What to work on:
Even if a line seems odd, print it as it is, and include every record.
Start of Input data
PR #433, opened 2024-10-24
Fix minor typo in PTE section

Timmmm:
what -> that, and I think "known to not contain" is a bit easier to parse than "known not to contain".


jrtc27:
Splitting infinitives can be a contentious subject. Some might also prefer "which" to "that", at least in British English, though in this instance it seems American English prescribes "that".

arichardson (approved):
IMO the what->that makes the sentence easier to parse. No opinion on the `not to` -> `to not`.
End of Input data
Written response:
PR #433, opened 2024-10-24
Fix minor typo in PTE section

Timmmm:
what -> that, and I think "known to not contain" is a bit easier to parse than "known not to contain".


jrtc27:
Splitting infinitives can be a contentious subject. Some might also prefer "which" to "that", at least in British English, though in this instance it seems American English prescribes "that".

arichardson (approved):
IMO the what->that makes the sentence easier to parse. No opinion on the `not to` -> `to not`.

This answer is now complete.